_Provided records_.
PR #640, opened 2022-07-04
FBX-95 change property channel pairs to list

vkovec:


com.unity.formats.fbx/Editor/FbxPropertyChannelPair.cs
```diff
@@ -31,122 +31,150 @@ public UnityPropertyChannelPair(string p, string c)
...
+            public PropertyChannelMap(List<(string, string)> propertyMap, List<(string, string)> channelMap)
             {
                 MapUnityPropToFbxProp = propertyMap;
                 MapUnityChannelToFbxChannel = channelMap;
             }
+
+            private string GetFbxValue(string uniValue, List<(string,string)> list)
+            {
+                var index = list.FindIndex(x => x.Item1 == uniValue);
+                return index < 0 ? null : list[index].Item2;
```
benoithudson, line 51: does `return list.FirstOrDefault(x => x.Item1 == uniValue).Item2` work? 

If not then this is good too.

benoithudson (approved):

com.unity.formats.fbx/Editor/FbxPropertyChannelPair.cs
vkovec: there isn't a first or default, but I think Find gives the same result

PR #563, opened 2023-12-26
feat: Support for regular expressions in toHaveClass

### LINKED ISSUE #556: Regex support for `.toHaveClass()`

With CSS-in-JS and CSS modules, it's pretty common for CSS classes to contain randomly generated unique strings appended to the end. This makes `.toHaveClass()` extremely limited.

While there are workarounds involving string matching on the actual class string, these are not ideal because many projects prefer to leave this eslint rule turned on: https://github.com/testing-library/eslint-plugin-jest-dom/blob/main/docs/rules/prefer-to-have-class.md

_Problem to solve_.
Using the records above, copy word for word the line with "If not then this is good too.", the line with "### LINKED ISSUE", and every line between them.

_Answer section_.
If not then this is good too.

benoithudson (approved):

com.unity.formats.fbx/Editor/FbxPropertyChannelPair.cs
vkovec: there isn't a first or default, but I think Find gives the same result

PR #563, opened 2023-12-26
feat: Support for regular expressions in toHaveClass

### LINKED ISSUE #556: Regex support for `.toHaveClass()`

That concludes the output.